■ WORK REQUIRED ■
Pick out every line in the data below that holds "testing".

** EXTRACTED INFORMATION follows **

PR #18009, opened 2024-05-14
all: fix setupEmbedCfg functions to set cfg.InitialCluster more safely

callthingsoff:
When the slice is empty, it can panic with "index 1 out of bounds". This patch rewrites these functions to set cfg.InitialCluster more safely.

### DIFF
--- a/tests/integration/embed/embed_test.go
+++ b/tests/integration/embed/embed_test.go
@@ -206,11 +206,16 @@ func setupEmbedCfg(cfg *embed.Config, curls []url.URL, purls []url.URL) {
 	cfg.ClusterState = "new"
 	cfg.ListenClientUrls, cfg.AdvertiseClientUrls = curls, curls
 	cfg.ListenPeerUrls, cfg.AdvertisePeerUrls = purls, purls
-	cfg.InitialCluster = ""
-	for i := range purls {
-		cfg.InitialCluster += ",default=" + purls[i].String()
+
+	cfg.InitialCluster = joinURLs(purls)
+}
+
+func joinURLs(purls []url.URL) string {
+	initialCluster := make([]string, len(purls))
+	for i, purl := range purls {
+		initialCluster[i] = fmt.Sprintf("default=%s", purl.String())
 	}
-	cfg.InitialCluster = cfg.InitialCluster[1:]
+	return strings.Join(initialCluster, ",")
 }
 
 func TestEmbedEtcdAutoCompactionRetentionRetained(t *testing.T) {
--- a/tests/integration/embed/join_urls_test.go
+++ b/tests/integration/embed/join_urls_test.go
@@ -1,0 +1,66 @@
+// Copyright 2024 The etcd Authors
+//
+// Licensed under the Apache License, Version 2.0 (the "License");
+// you may not use this file except in compliance with the License.
+// You may obtain a copy of the License at
+//
+//     http://www.apache.org/licenses/LICENSE-2.0
+//
+// Unless required by applicable law or agreed to in writing, software
+// distributed under the License is distributed on an "AS IS" BASIS,
+// WITHOUT WARRANTIES OR CONDITIONS OF ANY KIND, either express or implied.
+// See the License for the specific language governing permissions and
+// limitations under the License.
+
+package embed_test
+
+import (
+	"net/url"
+	"testing"
+)
+
+func parseURL(s string) url.URL {
+	x, err := url.Parse(s)
+	if err != nil {
+		panic(err)
+	}
+	return *x
+}
+
+func TestJoinURLs(t *testing.T) {
+	tests := []struct {
+		urls []url.URL
+		want string
+	}{
+		{
+			urls: []url.URL{},
+			want: "",
+		},
+		{
+			urls: []url.URL{
+				parseURL("http://example.com/#x"),
+			},
+			want: "default=http://example.com/#x",
+		},
+		{
+			urls: []url.URL{
+				parseURL("http://example.com/#x"),
+				parseURL("http://example.com/#y"),
+			},
+			want: "default=http://example.com/#x,default=http://example.com/#y",
+		},
+		{
+			urls: []url.URL{
+				parseURL("http://example.com/#x"),
+				parseURL("http://example.com/#y"),
+				parseURL("http://example.com/#z"),
+			},
+			want: "default=http://example.com/#x,default=http://example.com/#y,default=http://example.com/#z",
+		},
+	}
+	for i, tt := range tests {
+		if got := joinURLs(tt.urls); got != tt.want {
+			t.Errorf("#%d want: %s, got: %s", i, tt.want, got)
+		}
+	}
+}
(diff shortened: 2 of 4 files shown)


tests/integration/embed/embed_test.go
```diff
@@ -206,11 +206,15 @@ func setupEmbedCfg(cfg *embed.Config, curls []url.URL, purls []url.URL) {
...
 	cfg.ListenClientUrls, cfg.AdvertiseClientUrls = curls, curls
 	cfg.ListenPeerUrls, cfg.AdvertisePeerUrls = purls, purls
-	cfg.InitialCluster = ""
-	for i := range purls {
-		cfg.InitialCluster += ",default=" + purls[i].String()
+
+	if len(purls) > 0 {
+		builder := new(strings.Builder)
+		builder.WriteString(fmt.Sprintf("default=%s", purls[0].String()))
+		for _, purl := range purls[1:] {
```
siyuanfoundation, line 213: how about using `"default=" + strings.Join(purls, ",default=")`

callthingsoff: `purls []url.URL` is not `[]string`
```go
go doc strings.Join

package strings // import "strings"

func Join(elems []string, sep string) string
    Join concatenates the elements of its first argument to create a single
    string. The separator string sep is placed between elements in the resulting
    string.
```

siyuanfoundation: oh, I see

tests/integration/embed/embed_test.go
```diff
@@ -206,11 +206,15 @@ func setupEmbedCfg(cfg *embed.Config, curls []url.URL, purls []url.URL) {
 	cfg.ClusterState = "new"
 	cfg.ListenClientUrls, cfg.AdvertiseClientUrls = curls, curls
 	cfg.ListenPeerUrls, cfg.AdvertisePeerUrls = purls, purls
-	cfg.InitialCluster = ""
-	for i := range purls {
-		cfg.InitialCluster += ",default=" + purls[i].String()
+
```
siyuanfoundation, line 209:
```suggestion
builder := new(strings.Builder)
for i, purl := range(purls) {
    if i == 0 {
        builder.WriteString(fmt.Sprintf("default=%s",purl.String()))
    } else {
        builder.WriteString(fmt.Sprintf(",default=%s",purl.String()))
    }
}
cfg.InitialCluster = builder.String()
```

callthingsoff: Thanks, personally I prefer the previous version of mine.
It's consistent with other code and faster.

callthingsoff:
cc @ahrtr @serathius @jmhbnz

tests/integration/embed/embed_test.go
```diff
@@ -206,11 +206,15 @@ func setupEmbedCfg(cfg *embed.Config, curls []url.URL, purls []url.URL) {
...
+	if len(purls) > 0 {
+		builder := new(strings.Builder)
+		builder.WriteString(fmt.Sprintf("default=%s", purls[0].String()))
```
ivanvc, line 212: I don't think the `url.URL` needs explicit casting into a string. The following should have the same result.

```golang
fmt.Sprintf("default=%s", purls[0])
```

tools/etcd-dump-metrics/etcd.go
```diff
@@ -53,11 +53,14 @@ func setupEmbedCfg(cfg *embed.Config, curls, purls, ics []url.URL) {
 	cfg.ListenClientUrls, cfg.AdvertiseClientUrls = curls, curls
 	cfg.ListenPeerUrls, cfg.AdvertisePeerUrls = purls, purls
 
-	cfg.InitialCluster = ""
-	for i := range ics {
-		cfg.InitialCluster += fmt.Sprintf(",%d=%s", i, ics[i].String())
+	if len(ics) > 0 {
+		builder := new(strings.Builder)
+		builder.WriteString(fmt.Sprintf("%d=%s", 0, ics[0].String()))
```
ivanvc, line 58: See my previous comment. And, in this case, it could also be simplified to:

```go
fmt.Sprintf("0=%s", ics[0])
```

tests/integration/embed/embed_test.go
```diff
@@ -206,11 +206,15 @@ func setupEmbedCfg(cfg *embed.Config, curls []url.URL, purls []url.URL) {
...
+		for _, purl := range purls[1:] {
+			builder.WriteString(fmt.Sprintf(",default=%s", purl.String()))
```
ivanvc, line 214: Ditto

tools/etcd-dump-metrics/etcd.go
```diff
@@ -53,11 +53,14 @@ func setupEmbedCfg(cfg *embed.Config, curls, purls, ics []url.URL) {
...
+		for i, ic := range ics[1:] {
+			builder.WriteString(fmt.Sprintf(",%d=%s", i, ic.String()))
```
ivanvc, line 60: Ditto.

ivanvc (commented):
Thanks for your PR @callthingsoff. I left a possible improvement for your code :v:

serathius:
QQ, if you are touching this code. Have you double checked if it has any tests? If not please start from adding tests.

tests/integration/embed/embed_test.go
callthingsoff:
```go
fmt.Sprintf("default=%s", &purls[0]
```
I think you mean `&purls[0]`
```go
go doc url.URL.String
package url // import "net/url"

func (u *URL) String() string
```
Thanks, but I think it's just fine to call String() here and below.

tools/etcd-dump-metrics/etcd.go
callthingsoff:
```go
fmt.Sprintf("default=%s", &purls[0]
```
See my comment above.

tests/integration/embed/embed_test.go
callthingsoff: See my comment above.

tools/etcd-dump-metrics/etcd.go
callthingsoff: See my comment above.

tests/integration/embed/embed_test.go
ivanvc: Good point; I didn't check the type of `purls`.

tests/integration/embed/join_urls_test.go
```diff
@@ -0,0 +1,66 @@
...
+			urls: []url.URL{
+				parseURL("http://example.com/#x"),
+				parseURL("http://example.com/#y"),
+				parseURL("http://example.com/#z"),
+			},
+			want: "default=http://example.com/#x,default=http://example.com/#y,default=http://example.com/#z",
+		},
+	}
+	for i, tt := range tests {
+		if got := joinURLs(tt.urls); got != tt.want {
```
ahrtr, line 62: `joinURLs` is already part of the test, we are adding test for test. Not necessary to me.

tools/etcd-dump-metrics/etcd.go
```diff
@@ -53,11 +53,15 @@ func setupEmbedCfg(cfg *embed.Config, curls, purls, ics []url.URL) {
 	cfg.ListenClientUrls, cfg.AdvertiseClientUrls = curls, curls
 	cfg.ListenPeerUrls, cfg.AdvertisePeerUrls = purls, purls
 
-	cfg.InitialCluster = ""
-	for i := range ics {
-		cfg.InitialCluster += fmt.Sprintf(",%d=%s", i, ics[i].String())
```
ahrtr, line 58: It seems an unnecessary change,
- The function `setupEmbedCfg` is already very simple. 
- The new function `joinURLs` isn't used by multiple users (it has only one user).

callthingsoff:
Thanks, closing this.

** End of EXTRACTED INFORMATION **

■ EXPECTED ANSWER ■
 func TestEmbedEtcdAutoCompactionRetentionRetained(t *testing.T) {
+	"testing"
+func TestJoinURLs(t *testing.T) {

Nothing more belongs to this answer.